Despite examples of excellent practice across the UK, D&T has struggled to find its place as a modern, high-value subject in most schools. Its purpose in the curriculum has also changed over time as new art, craft and design specialisms and vocational routes have been added. Leaders across the sector have worked collaboratively to create visions for the subject and propose amendments to the subject curriculum – but this has not been centrally convened by the government, so has yet to make a national-scale impact. Policymakers should therefore work with industry to:

– Publish the D&T Ofsted Curriculum Research Review (OCRR). This is the only remaining unpublished review of all National Curriculum subjects. When published, this will be the most comprehensive contemporary publication of D&T’s epistemology and an important foundation of subject renewal.
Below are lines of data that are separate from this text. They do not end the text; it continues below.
PR #5845, opened 2026-07-08
fix(compliance): replace hardcoded capability_id fixture value with field_present check

### LINKED ISSUE #5843: creative/canonical_supported_formats storyboard hardcodes capability_id "training_image_generation" instead of reading from agent response
## Summary

The `creative/canonical_supported_formats/get_capabilities` storyboard step fails with:

```
Expected "training_image_generation", got "<agent-defined-value>"
```

## Expected behavior

The `capability_id` field in `creative.supported_formats[0]` is agent-defined. The storyboard should capture whatever value the agent returns and use it in subsequent steps (e.g. as the `target_format_id.id` in the `build_image_capability` step), not assert a hardcoded fixture value.

## Actual behavior

The storyboard asserts `capability_id === "training_image_generation"` against the agent's actual value, causing a false failure for any agent that uses a different (valid) capability_id.

## Steps to reproduce

1. Run `storyboard run <agent> creative/canonical_supported_formats --compliance-version 3.1.1` against any agent whose `creative.supported_formats[0].capability_id` is not `"training_image_generation"`
2. Observe `get_capabilities` step fails with the hardcoded value assertion

## Impact

Any agent using a non-fixture `capability_id` will fail this storyboard step incorrectly, even when the response is fully schema-compliant.

bokelley:
## Summary

Fixes `canonical_supported_formats` storyboard: the `capability_discovery` phase incorrectly asserted a fixture-specific `capability_id` value (`"training_image_generation"`) as a required protocol validation, causing every creative agent with a different — but equally valid — capability identifier to fail compliance.

- Changed `check: field_value` (hardcoded `"training_image_generation"`) to `check: field_present` on `creative.supported_formats[0].capability_id`, so the check validates structure rather than a fixture constant.
- Removed a companion `field_absent` check on `creative.supported_formats[1].capability_id` whose own description identified it as a fixture constraint ("only advertises implemented canonical build paths"), not a protocol requirement.

`creative.supported_formats[].capability_id` is an agent-local stable identifier — a free-form string each creative agent defines independently. The protocol schema (`get-adcp-capabilities-response.json`) defines it with no enum constraint, and the storyboard narrative itself states it is "agent-local". The data flow from `context_outputs` to `$context.image_build_capability_id` in the build phase is unaffected.

Closes #5843

## Test plan

- [ ] `canonical_supported_formats` storyboard passes for a creative agent with any `capability_id` value
- [ ] `canonical_supported_formats` storyboard still correctly validates that a `capability_id` is present (structure check intact)
- [ ] `canonical_supported_formats` storyboard still validates `format.format_kind: "image"` (protocol-level assertion unchanged)
- [ ] Context output `image_build_capability_id` is captured and consumed by the subsequent build phase
- [ ] Changeset scope check passes (`patch` for `adcontextprotocol`)

---
_Generated by [Claude Code](https://claude.ai/code/session_014e3je9QrRgVQPq5VKXwd37)_

### DIFF
--- a/.changeset/fix-canonical-formats-fixture-checks.md
+++ b/.changeset/fix-canonical-formats-fixture-checks.md
@@ -1,0 +1,9 @@
+---
+"adcontextprotocol": patch
+---
+
+Fix `canonical_supported_formats` storyboard: replace hardcoded `capability_id` value assertion with `field_present` check.
+
+`creative.supported_formats[].capability_id` is an agent-local stable identifier — a free-form string that each creative agent defines independently. The storyboard incorrectly used `check: field_value` with the hardcoded value `"training_image_generation"`, causing every creative agent whose capability id differs from the fixture constant to fail this phase. The protocol schema (`get-adcp-capabilities-response.json`) defines `capability_id` as a free-form string with no enum constraint; the storyboard narrative itself states it is "agent-local". Changed to `check: field_present` so the check validates structure rather than a fixture-specific constant.
+
+Also removed a companion `field_absent` check on `creative.supported_formats[1].capability_id` whose own description identified it as a fixture constraint ("only advertises implemented canonical build paths") rather than a protocol requirement. Storyboards must not encode fixture-specific catalog shape as required validations.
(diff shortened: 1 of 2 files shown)


bokelley:
Superseded by #5847, which includes this fix plus the required context-output field correction and the evaluator capability-gate fix.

The government should ask Ofsted to expedite the OCRR’s publication.

– Convene a cross-sector taskforce to review all design education pathways, taking into account D&T, engineering, art, craft and design, and the four new design-related T-Levels. Building on existing work, the review should create and implement a plan to evolve D&T so that it truly equips students to address global challenges such as climate change and AI, as well as meet HE, FE, and industry needs. This could be co-convened by DCMS and DfE.

– Map opportunities for mainstreaming responsible, sustainable and regenerative design into the curriculum, ensuring D&T is seen as being relevant to students’ priorities and futures, bringing design practice in D&T closer to experience in industry. This should build on existing work.

– Focus on improving the KS3 experience: Consultation with teachers suggests that the most fundamental curriculum reform is needed at KS3 to shift from learning being task-output-oriented to being designprocess led.

– Review examined content at GCSE. Exploring the content and structure of the reformed GCSE specification afresh. The review should consider the balance of breadth and depth in specification content, ways to reduce teacher workload, the potential unintended consequences of the increased (50%) written assesment, and potential value of the 15% examined maths requirement in the curriculum. This should be considered within a holistic curriculum review

– Ensure alignment with wider creative industries needs. Approximately 25% of people working in the creative industries have design roles - from VFX designers in the screen sector to graphic designers in publishing. A curriculum review should ensure D&T supports all creative industries’ talent pipelines. For instance, exploring how the games industry’s trade association UKIE’s proposal for a Digital Creativity GCSE could be met through a renewed D&T GCSE; and ensuring the hand skills and material intelligence vital for crafts industries are nurtured through D&T as they are in the existing art and design specifications.